• WHAT THE TASK REQUIRES: The answer should be an exact repeat of the stretch of material below from the line containing "Skarlso: Well done, another good spot! :)" through the line containing "Skarlso: Like what?".

• INPUT DATA:

PR #85, opened 2021-04-26
return 404 in catalog when no results found

aclevername:
### Checklist

### DIFF
--- a/pkg/catalog/catalog.go
+++ b/pkg/catalog/catalog.go
@@ -37,12 +37,12 @@ func (c *Catalog) Search(name string) []profilesv1.ProfileDescription {
 }
 
 // Get returns the profile description `profileName`.
-func (c *Catalog) Get(catalogName, profileName string) profilesv1.ProfileDescription {
+func (c *Catalog) Get(catalogName, profileName string) (bool, profilesv1.ProfileDescription) {
 	for _, p := range c.profiles {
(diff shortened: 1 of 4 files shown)


pkg/catalog/catalog.go
```diff
@@ -37,12 +37,12 @@ func (c *Catalog) Search(name string) []profilesv1.ProfileDescription {
 }
 
 // Get returns the profile description `profileName`.
-func (c *Catalog) Get(catalogName, profileName string) profilesv1.ProfileDescription {
+func (c *Catalog) Get(catalogName, profileName string) (bool, profilesv1.ProfileDescription) {
 	for _, p := range c.profiles {
```
bigkevmcd, line 41: how about returning `*profilesv1.ProfileDescription` which means you can return `nil` if it doesn't exist?

aclevername: I knew you would point this out! :laughing: I didn't want to return a pointer, because then you can modify whats in the inmemory cache?

aclevername:
turns out this is being done as part of https://github.com/weaveworks/profiles/pull/65

pkg/catalog/catalog.go
bigkevmcd: that's really an implementation detail of the fact that it's an inmemory cache?

You could do a DeepCopy on it, and return a pointer to that?

PR #98, opened 2021-05-03
Fix manifest namespaces and align release process with flux

Skarlso:
### Description

The alignment is by using a single prepared yaml file with all data attached. I've also fixed the namespace in the manifest files so they can be used out of the box.

### Checklist


config/manager/kustomization.yaml
```diff
@@ -13,5 +13,5 @@ apiVersion: kustomize.config.k8s.io/v1beta1
 kind: Kustomization
 images:
 - name: controller
-  newName: localhost:5000/profiles-controller
-  newTag: latest
+  newName: skarlso/profiles-controller
```
aclevername, line 16: 🤔

Skarlso: What the heck... I swear I committed the fix to this at least twice. :D Something must be off from rebasing.

Skarlso: Thanks for spotting it. I had to do a lot of testing yesterday on my own fork until this all worked. :)

config/prepare/manager_config_patch.yaml
```diff
@@ -2,7 +2,6 @@ apiVersion: apps/v1
 kind: Deployment
 metadata:
   name: controller-manager
-  namespace: system
 spec:
```
aclevername, line 5: does it need the namespace to do the patch?

Skarlso: Well done, another good spot! :)

config/manager/manager.yaml
```diff
@@ -1,15 +1,8 @@
-apiVersion: v1
-kind: Namespace
-metadata:
-  labels:
-    control-plane: controller-manager
-  name: system
----
```
aclevername, line 7: since the namespace is now defined outside of the `manager` dir does that cause any problems?

aclevername (approved):
lgtm

config/manager/manager.yaml
Skarlso: Like what?

aclevername: no idea 😄 but I noticed this is done elsewhere, so I don't think it matters

Skarlso: :D Nah, it's good, because the main prepare manifest creates it. The only thing could be if it's applied without a kustomize I guess, but that's the approach flux uses as well.

PR #2974, opened 2025-10-31
RUM-11897: Add scripts to set/get Vault secrets & Migrate CI

ambushwork:
### What does this PR do?

### Motivation

### Additional Notes

### DIFF
--- a/ci/pipelines/default-pipeline.yml
+++ b/ci/pipelines/default-pipeline.yml
@@ -13,6 +13,10 @@ stages:
   - notify
 
 .snippets:
+  source-secrets:
+    - source ./ci/scripts/vault_config.sh
+    - source ./ci/scripts/get-secret.sh
+
   # macOS AMI will already have cmdline-tools installed
   install-android-api-components:
     - echo y | ~/android_sdk/cmdline-tools/latest/bin/sdkmanager --install "emulator"
@@ -39,12 +43,12 @@ stages:
     - if [[ "$exit_code" -ne 0 ]]; then exit 1; fi
     - exit 0
   set-publishing-credentials:
-    - aws ssm get-parameter --region us-east-1 --name ci.dd-sdk-android.gradle-properties --with-decryption --query "Parameter.Value" --out text >> ./gradle.properties
-    - export GPG_PRIVATE_KEY=$(aws ssm get-parameter --region us-east-1 --name ci.dd-sdk-android.signing.gpg_private_key --with-decryption --query "Parameter.Value" --out text)
-    - export GPG_PASSWORD=$(aws ssm get-parameter --region us-east-1 --name ci.dd-sdk-android.signing.gpg_passphrase --with-decryption --query "Parameter.Value" --out text)
-    - export CENTRAL_PUBLISHER_USERNAME=$(aws ssm get-parameter --region us-east-1 --name ci.dd-sdk-android.publishing.central_username --with-decryption --query "Parameter.Value" --out text)
-    - export CENTRAL_PUBLISHER_PASSWORD=$(aws ssm get-parameter --region us-east-1 --name ci.dd-sdk-android.publishing.central_password --with-decryption --query "Parameter.Value" --out text)
-    - export GPG_PUBLIC_FINGERPRINT=$(aws ssm get-parameter --region us-east-1 --name ci.dd-sdk-android.signing.gpg_public_key --with-decryption --query "Parameter.Value" --out text | gpg --import --import-options show-only | grep -E -o -e "[A-F0-9]{40}")
+    - get_secret $DD_ANDROID_SECRET__GRADLE_PROPERTIES > ./gradle.properties
+    - export GPG_PRIVATE_KEY=$(get_secret $DD_ANDROID_SECRET__SIGNING_GPG_PRIVATE_KEY)
+    - export GPG_PASSWORD=$(get_secret $DD_ANDROID_SECRET__SIGNING_GPG_PASSPHRASE)
+    - export CENTRAL_PUBLISHER_USERNAME=$(get_secret $DD_ANDROID_SECRET__PUBLISHING_CENTRAL_USERNAME)
+    - export CENTRAL_PUBLISHER_PASSWORD=$(get_secret $DD_ANDROID_SECRET__PUBLISHING_CENTRAL_PWD)
+    - export GPG_PUBLIC_FINGERPRINT=$(get_secret $DD_ANDROID_SECRET__SIGNING_GPG_PUBLIC_KEY | gpg --import --import-options show-only | grep -E -o -e "[A-F0-9]{40}")
 
 # CI IMAGE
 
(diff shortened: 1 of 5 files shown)


ci/pipelines/default-pipeline.yml
```diff
@@ -39,15 +44,27 @@ stages:
...
+    - export GPG_PASSWORD=$(cat ./ci/pipelines/secrets/gpg_passphrase)
+    - export CENTRAL_PUBLISHER_USERNAME=$(cat ./ci/pipelines/secrets/central_username)
+    - export CENTRAL_PUBLISHER_PASSWORD=$(cat ./ci/pipelines/secrets/central_password)
+    - export GPG_PUBLIC_FINGERPRINT=$(cat ./ci/pipelines/secrets/gpg_public_key | gpg --import --import-options show-only | grep -E -o -e "[A-F0-9]{40}")
 
 # CI IMAGE
 
+fetch-secrets:
+  stage: fetch-secrets
+  tags: ["macos:sonoma","specific:true"]
```
0xnm: Is there a benefit of using macOS runner for that?

Also if it indeed should be macOS runner, then `image` directive below has no effect.

ci/pipelines/default-pipeline.yml
```diff
@@ -39,15 +44,27 @@ stages:
...
+  image: $CI_IMAGE_DOCKER
+  script:
+    - !reference [.snippets, fetch-secrets]
+  artifacts:
+    paths:
+      - ./ci/pipelines/secrets/
+    expire_in: 1 hour
+    when: always
```
0xnm: Is it a safe thing to have? it means that anyone with just a basic Gitlab CI access can download this, not only RUM team members.

Moreover, it makes this artifact available for 1 hour, meaning it is still there even after pipeline completed, failed.

Should we maybe fetch secrets only in the boundaries of the particular job?

ci/pipelines/default-pipeline.yml
ambushwork: That's an obligation, only MacOS runner has the correct IAM role to access Vault of our project.

ci/pipelines/default-pipeline.yml
ambushwork: since the default behavior will be only uploading artifacts when success, do you think remove `when:always` will improve this? 
fetching secrets in each job may cause repeat `vault login` and `vault get`, it may increase the CI time, I can ask around if this is a safe way

ci/pipelines/default-pipeline.yml
0xnm: > only MacOS runner has the correct IAM role

Why so? AFAIK every repo has a unique service account associated, so maybe we can list it as well as account which can have this role?

The fleet of macOS runners is _much_ limited in size, while k8s runners are faster to get and run.

Not a blocker though.

ci/pipelines/default-pipeline.yml
0xnm: > fetching secrets in each job may cause repeat vault login and vault get

It should be fast. Anyway, by constraining secrets lifetime only to the particular job and removing the possibility to fetch them as an artifact we limit access only to the Repo Admins/Contributors (it is still possible to modify CI script to read them) compared to the Job artifacts access which is possible for everyone with dev access.

ambushwork:
Updated the PR, main changes:
* Now all the secrets are stored at path `kv/+/k8s/gitlab-runner/dd-sdk-android` for k8s gitlab-runners, path for macOS runners are no longer used.
* K8s gitlab-runners don't require vault login or setting VAULT_ADDR, so login process is removed for CI
* Every job retrieve its own key on demand, no artifacts are created for secrets

ci/scripts/fetch-secrets.sh
0xnm, line 1: Having this file is a bit dangerous, because secrets are not supposed to be fetched in bulk in local.

I would propose to delete it.

ci/scripts/list-secrets.sh
```diff
@@ -0,0 +1,38 @@
...
+    RESET="\e[0m"
+
+    echo "Available secrets:"
+    for key in ${(k)DD_ANDROID_SECRETS}; do
+        IFS=" | " read -r name description <<< "${DD_ANDROID_SECRETS[$key]}"
+        echo "$key) ${GREEN}$name${RESET} - $description"
+    done | sort -n
+
+    echo ""
+    echo "To add a new secret, first define it in 'tools/secrets/config.sh' and retry."
```
0xnm: I don't think we have this file

ci/scripts/vault_config.sh
```diff
@@ -0,0 +1,72 @@
...
+DD_ANDROID_SECRETS[$((idx++))]="$DD_ANDROID_SECRET__PUBLISHING_CENTRAL_USERNAME | Username for publishing artifacts to Sonatype Maven repository."
+DD_ANDROID_SECRETS[$((idx++))]="$DD_ANDROID_SECRET__PUBLISHING_CENTRAL_PWD | Password for publishing artifacts to Sonatype Maven repository."
+DD_ANDROID_SECRETS[$((idx++))]="$DD_ANDROID_SECRET__API_KEY | API key for sending CI App reports to org2."
+DD_ANDROID_SECRETS[$((idx++))]="$DD_ANDROID_SECRET__APP_KEY | Application key for sending CI App reports to org2."
+DD_ANDROID_SECRETS[$((idx++))]="$DD_ANDROID_SECRET__CODECOV_TOKEN | CodeCov token for unit test jobs."
+DD_ANDROID_SECRETS[$((idx++))]="$DD_ANDROID_SECRET__KEYSTORE | Android signing keystore for building all APKs for synthetics."
+DD_ANDROID_SECRETS[$((idx++))]="$DD_ANDROID_SECRET__KEYSTORE_PWD | Android signing password for building all APKs for synthetics."
+DD_ANDROID_SECRETS[$((idx++))]="$DD_ANDROID_SECRET__E2E_CONFIG_JSON | config.json for uploading an end-to-end APK to the Mobile Integration org (529432, https://mobile-integration.datadoghq.com/)."
```
0xnm: I would suggest to remove Org IDs and URLs here and everywhere below, having a name is enough

ci/scripts/get-secret.sh
```diff
@@ -0,0 +1,47 @@
+#!/bin/zsh
```
0xnm, line 1: we assume that Z Shell is always installed? Do these scripts use extensions available only in zsh?

ambushwork: yes, it works on MacOS and for k8s runner so we can assume that. we use this one `declare -A DD_ANDROID_SECRETS` in `vault_config.sh` which is only in zsh

ci/scripts/fetch-secrets.sh
ambushwork: indeed, this is not needed since we don't fetch them into an artifact, removed

ci/scripts/list-secrets.sh
ambushwork: path updated

ci/scripts/vault_config.sh
ambushwork: updated

aleksandr-gringauz (approved):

• YOUR RESPONSE:
Skarlso: Well done, another good spot! :)

config/manager/manager.yaml
```diff
@@ -1,15 +1,8 @@
-apiVersion: v1
-kind: Namespace
-metadata:
-  labels:
-    control-plane: controller-manager
-  name: system
----
```
aclevername, line 7: since the namespace is now defined outside of the `manager` dir does that cause any problems?

aclevername (approved):
lgtm

config/manager/manager.yaml
Skarlso: Like what?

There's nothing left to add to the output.